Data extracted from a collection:
PR #38, opened 2020-07-25
Demo from Today

sasymer:
Unfortunately this PR is really quite large. I tried to fix code formatting (basic things) as much as possible in a short time.
image


jiaxinz-g (approved):

src/main/java/com/google/sps/servlets/ColumnsFromTablesServlet.java
```diff
@@ -42,24 +44,34 @@ public void doGet(HttpServletRequest request, HttpServletResponse response) thro
...
+      Statement query = QueryFactory.getInstance().buildFiltersQuery(listOfTables);
 
       try (ResultSet resultSet =
           dbClient
           .singleUse() 
           .executeQuery(query)) {
         while (resultSet.next()) {
+          for(int i = 0; i < resultSet.getStringList(1).size(); i++){
+              primaryKeyColumns.add(resultSet.getStringList(1).get(i));
+          }
```
gagomez: Can be simplified: `primaryKeyColumns.addAll(resultSet.getStringList(1));`

src/main/java/com/google/sps/servlets/ColumnsFromTablesServlet.java
```diff
@@ -42,24 +44,34 @@ public void doGet(HttpServletRequest request, HttpServletResponse response) thro
...
+          data.put(resultSet.getString(0), resultSet.getStringList(2));
+                    //[table_name]        [columns_list]
```
gagomez: Comments like this can be avoided by using variables which won't grow out of date so easily. For example:

String tableName = resultSet.getString(0);
List<String> primaryKeys = resultSet.getStringList(1);
List<String> columns = resultSet.getStringList(2);

primaryKeyColumns.add(primaryKeys);
data.put(tableName, primaryKeys);
data.put(tableName, columns);

src/main/java/com/google/sps/servlets/QueryFactory.java
```diff
@@ -46,12 +45,20 @@ static void getWhereStatement(Statement.Builder builder, List<ColumnSchema> colu
...
     for (ColumnSchema colSchema : columnSchemas) {
       String colName = colSchema.columnName();
-      String filterValue = request.getParameter(table + "-" + colName);
-      loopCount = addWhere(filterValue, loopCount, builder, colName, colSchema);
+      if (colName.equals("UserId")) {
+        String idString = request.getParameter("user_id");
+        loopCount = addWhere(idString, loopCount, builder, colName, colSchema);
+      } else if (colName.equals("DeviceId")) {
+        String idString = request.getParameter("device_id");
+        loopCount = addWhere(idString, loopCount, builder, colName, colSchema);
```
gagomez, line 53: Would this work if the parameter for user_id and device_id were UserId and DeviceId, respectively?

src/main/java/com/google/sps/servlets/QueryFactory.java
```diff
@@ -126,4 +133,19 @@ static Statement buildColumnsQuery(String[] listOfTables) {
...
   }
-}
\ No newline at end of file
+
+  static Statement buildFiltersQuery(String[] listOfTables) {
+    String query = "SELECT table_name, ARRAY_AGG(column_name), ARRAY(SELECT column_name ";
+    query += "FROM information_schema.columns AS t ";
+    query += "WHERE r.table_name = t.table_name) as columns_list ";
+    query += "FROM information_schema.key_column_usage AS r ";
+    query += "WHERE table_name in (%s) group by table_name, constraint_name=\"PRIMARY_KEY\"";
```
gagomez, line 142: nit: (no need to change) this query will only return results for tables that *have* primary keys. We only have tables with primary keys in our database so it works but there is a way to restructure it so it works for tables without primary keys too.

src/main/java/com/google/sps/servlets/ReasonServlet.java
```diff
@@ -1,27 +1,63 @@
...
+import java.util.Enumeration;
+import java.util.List;
 import javax.servlet.annotation.WebServlet;
 import javax.servlet.http.HttpServlet;
 import javax.servlet.http.HttpServletRequest;
 import javax.servlet.http.HttpServletResponse;
 
-/** Servlet that sends reason for use to /reason. (will change to write to database)*/
+/** Servlet that writes Audit to database*/
 @WebServlet("/reason")
```
gagomez, line 27: Just to be sure, this is changing to audit in the load data servlet right?

src/main/webapp/database-tables.js
```diff
@@ -7,8 +7,14 @@ function showDatabase() {
   if (!showing){
     showing = true;
     const search = window.location.search;
+    var searchParams = new URLSearchParams(search);
+    if (!(searchParams.has("user_id") && searchParams.has("device_id"))) {
```
gagomez: Does this mean that both user_id and device_id are required?

Also, we should show some information to the user to let them know why we did not do what they requests. E.g. "User ID and/or Device ID are required.

src/main/webapp/database-tables.js
```diff
@@ -66,13 +63,12 @@ function login() {
...
-    var first = currentUser.split(" ");
     if (currentUser == "deny"){
-        window.location.assign("/denied.html");
+      window.location.assign("/denied.html");
     }
     else if (currentUser == "Stranger") {
-        //This link first takes you to Google sign in and then continues back to splash page when signed in
-        window.location.assign("https://accounts.google.com/ServiceLogin?service=ah&passive=true&continue=https://uc.appengine.google.com/_ah/conflogin%3Fcontinue%3Dhttps://play-user-data-beetle.uc.r.appspot.com/splash.html");
+      //This link first takes you to Google sign in and then continues back to splash page when signed in
+      window.location.assign("https://accounts.google.com/ServiceLogin?service=ah&passive=true&continue=https://uc.appengine.google.com/_ah/conflogin%3Fcontinue%3Dhttps://play-user-data-beetle.uc.r.appspot.com/splash.html");
```
gagomez, line 66: Same as the comment on the previous PR, doesn't this URL come from the UserService? Shouldn't it be retrieved from the response?

src/main/webapp/filters.js
```diff
@@ -78,67 +46,253 @@ function filterColumns() {
...
+  primkeyDefaultOption.text = 'Primary Keys';
+  primkeyDefaultOption.style.display = 'none'; //Hiding table name as a valid option to select
+
+  primarykey_select.add(primkeyDefaultOption);
+  primarykey_select.selectedIndex = 0;
+
+  let primarykey_column_inputs = document.createElement('div');
+  primarykey_column_inputs.style.backgroundColor = 'white';
+ 
+  for(var keys in tables){
```
gagomez, line 99: What's the format of the data in tables? It seems really weird to me, it has a PrimaryKeys field and then a bunch for the other columns?

src/main/webapp/main-page.html
```diff
@@ -9,50 +9,69 @@
...
     <link rel="stylesheet" href="style.css">
+    <link rel="stylesheet" href="table-style.css">
+    <link href="https://fonts.googleapis.com/css2?family=Nunito:ital,wght@1,300&display=swap" rel="stylesheet">
+    <link href="https://fonts.googleapis.com/css2?family=Open+Sans&display=swap" rel="stylesheet">
   </head>
     
-  <body onload="mainLoad()">
-    <h1>Main Page</h1>
-
+  <body onload="mainLoad(); createFilters()">
```
gagomez: Can we just call createFilters in mainLoad?

gagomez (approved):

src/main/java/com/google/sps/servlets/ColumnsFromTablesServlet.java
sasymer: Done

src/main/java/com/google/sps/servlets/ColumnsFromTablesServlet.java
sasymer: Done

src/main/java/com/google/sps/servlets/QueryFactory.java
sasymer: Yes, would just have to change the parameter names in the javascript

src/main/java/com/google/sps/servlets/ReasonServlet.java
sasymer: Yes

src/main/webapp/database-tables.js
sasymer: @wdcroslen

src/main/webapp/database-tables.js
sasymer: I changed the logic to make sure that at least one is entered, and also added an alert.

src/main/webapp/main-page.html
sasymer: Yes - done

src/main/webapp/filters.js
sasymer: @hilakey

src/main/webapp/database-tables.js
wdcroslen: Initially I sent the redirect from the Servlet however when I deployed the server I got a "Redirect has been blocked by CORS policy: No Access Control Allow Origin" error message which is why it was moved to JS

Aim of the task >>
Reproduce all of the entries word for word. Omit nothing.

Answer box >>
PR #38, opened 2020-07-25
Demo from Today

sasymer:
Unfortunately this PR is really quite large. I tried to fix code formatting (basic things) as much as possible in a short time.
image


jiaxinz-g (approved):

src/main/java/com/google/sps/servlets/ColumnsFromTablesServlet.java
```diff
@@ -42,24 +44,34 @@ public void doGet(HttpServletRequest request, HttpServletResponse response) thro
...
+      Statement query = QueryFactory.getInstance().buildFiltersQuery(listOfTables);
 
       try (ResultSet resultSet =
           dbClient
           .singleUse() 
           .executeQuery(query)) {
         while (resultSet.next()) {
+          for(int i = 0; i < resultSet.getStringList(1).size(); i++){
+              primaryKeyColumns.add(resultSet.getStringList(1).get(i));
+          }
```
gagomez: Can be simplified: `primaryKeyColumns.addAll(resultSet.getStringList(1));`

src/main/java/com/google/sps/servlets/ColumnsFromTablesServlet.java
```diff
@@ -42,24 +44,34 @@ public void doGet(HttpServletRequest request, HttpServletResponse response) thro
...
+          data.put(resultSet.getString(0), resultSet.getStringList(2));
+                    //[table_name]        [columns_list]
```
gagomez: Comments like this can be avoided by using variables which won't grow out of date so easily. For example:

String tableName = resultSet.getString(0);
List<String> primaryKeys = resultSet.getStringList(1);
List<String> columns = resultSet.getStringList(2);

primaryKeyColumns.add(primaryKeys);
data.put(tableName, primaryKeys);
data.put(tableName, columns);

src/main/java/com/google/sps/servlets/QueryFactory.java
```diff
@@ -46,12 +45,20 @@ static void getWhereStatement(Statement.Builder builder, List<ColumnSchema> colu
...
     for (ColumnSchema colSchema : columnSchemas) {
       String colName = colSchema.columnName();
-      String filterValue = request.getParameter(table + "-" + colName);
-      loopCount = addWhere(filterValue, loopCount, builder, colName, colSchema);
+      if (colName.equals("UserId")) {
+        String idString = request.getParameter("user_id");
+        loopCount = addWhere(idString, loopCount, builder, colName, colSchema);
+      } else if (colName.equals("DeviceId")) {
+        String idString = request.getParameter("device_id");
+        loopCount = addWhere(idString, loopCount, builder, colName, colSchema);
```
gagomez, line 53: Would this work if the parameter for user_id and device_id were UserId and DeviceId, respectively?

src/main/java/com/google/sps/servlets/QueryFactory.java
```diff
@@ -126,4 +133,19 @@ static Statement buildColumnsQuery(String[] listOfTables) {
...
   }
-}
\ No newline at end of file
+
+  static Statement buildFiltersQuery(String[] listOfTables) {
+    String query = "SELECT table_name, ARRAY_AGG(column_name), ARRAY(SELECT column_name ";
+    query += "FROM information_schema.columns AS t ";
+    query += "WHERE r.table_name = t.table_name) as columns_list ";
+    query += "FROM information_schema.key_column_usage AS r ";
+    query += "WHERE table_name in (%s) group by table_name, constraint_name=\"PRIMARY_KEY\"";
```
gagomez, line 142: nit: (no need to change) this query will only return results for tables that *have* primary keys. We only have tables with primary keys in our database so it works but there is a way to restructure it so it works for tables without primary keys too.

src/main/java/com/google/sps/servlets/ReasonServlet.java
```diff
@@ -1,27 +1,63 @@
...
+import java.util.Enumeration;
+import java.util.List;
 import javax.servlet.annotation.WebServlet;
 import javax.servlet.http.HttpServlet;
 import javax.servlet.http.HttpServletRequest;
 import javax.servlet.http.HttpServletResponse;
 
-/** Servlet that sends reason for use to /reason. (will change to write to database)*/
+/** Servlet that writes Audit to database*/
 @WebServlet("/reason")
```
gagomez, line 27: Just to be sure, this is changing to audit in the load data servlet right?

src/main/webapp/database-tables.js
```diff
@@ -7,8 +7,14 @@ function showDatabase() {
   if (!showing){
     showing = true;
     const search = window.location.search;
+    var searchParams = new URLSearchParams(search);
+    if (!(searchParams.has("user_id") && searchParams.has("device_id"))) {
```
gagomez: Does this mean that both user_id and device_id are required?

Also, we should show some information to the user to let them know why we did not do what they requests. E.g. "User ID and/or Device ID are required.

src/main/webapp/database-tables.js
```diff
@@ -66,13 +63,12 @@ function login() {
...
-    var first = currentUser.split(" ");
     if (currentUser == "deny"){
-        window.location.assign("/denied.html");
+      window.location.assign("/denied.html");
     }
     else if (currentUser == "Stranger") {
-        //This link first takes you to Google sign in and then continues back to splash page when signed in
-        window.location.assign("https://accounts.google.com/ServiceLogin?service=ah&passive=true&continue=https://uc.appengine.google.com/_ah/conflogin%3Fcontinue%3Dhttps://play-user-data-beetle.uc.r.appspot.com/splash.html");
+      //This link first takes you to Google sign in and then continues back to splash page when signed in
+      window.location.assign("https://accounts.google.com/ServiceLogin?service=ah&passive=true&continue=https://uc.appengine.google.com/_ah/conflogin%3Fcontinue%3Dhttps://play-user-data-beetle.uc.r.appspot.com/splash.html");
```
gagomez, line 66: Same as the comment on the previous PR, doesn't this URL come from the UserService? Shouldn't it be retrieved from the response?

src/main/webapp/filters.js
```diff
@@ -78,67 +46,253 @@ function filterColumns() {
...
+  primkeyDefaultOption.text = 'Primary Keys';
+  primkeyDefaultOption.style.display = 'none'; //Hiding table name as a valid option to select
+
+  primarykey_select.add(primkeyDefaultOption);
+  primarykey_select.selectedIndex = 0;
+
+  let primarykey_column_inputs = document.createElement('div');
+  primarykey_column_inputs.style.backgroundColor = 'white';
+ 
+  for(var keys in tables){
```
gagomez, line 99: What's the format of the data in tables? It seems really weird to me, it has a PrimaryKeys field and then a bunch for the other columns?

src/main/webapp/main-page.html
```diff
@@ -9,50 +9,69 @@
...
     <link rel="stylesheet" href="style.css">
+    <link rel="stylesheet" href="table-style.css">
+    <link href="https://fonts.googleapis.com/css2?family=Nunito:ital,wght@1,300&display=swap" rel="stylesheet">
+    <link href="https://fonts.googleapis.com/css2?family=Open+Sans&display=swap" rel="stylesheet">
   </head>
     
-  <body onload="mainLoad()">
-    <h1>Main Page</h1>
-
+  <body onload="mainLoad(); createFilters()">
```
gagomez: Can we just call createFilters in mainLoad?

gagomez (approved):

src/main/java/com/google/sps/servlets/ColumnsFromTablesServlet.java
sasymer: Done

src/main/java/com/google/sps/servlets/ColumnsFromTablesServlet.java
sasymer: Done

src/main/java/com/google/sps/servlets/QueryFactory.java
sasymer: Yes, would just have to change the parameter names in the javascript

src/main/java/com/google/sps/servlets/ReasonServlet.java
sasymer: Yes

src/main/webapp/database-tables.js
sasymer: @wdcroslen

src/main/webapp/database-tables.js
sasymer: I changed the logic to make sure that at least one is entered, and also added an alert.

src/main/webapp/main-page.html
sasymer: Yes - done

src/main/webapp/filters.js
sasymer: @hilakey

src/main/webapp/database-tables.js
wdcroslen: Initially I sent the redirect from the Servlet however when I deployed the server I got a "Redirect has been blocked by CORS policy: No Access Control Allow Origin" error message which is why it was moved to JS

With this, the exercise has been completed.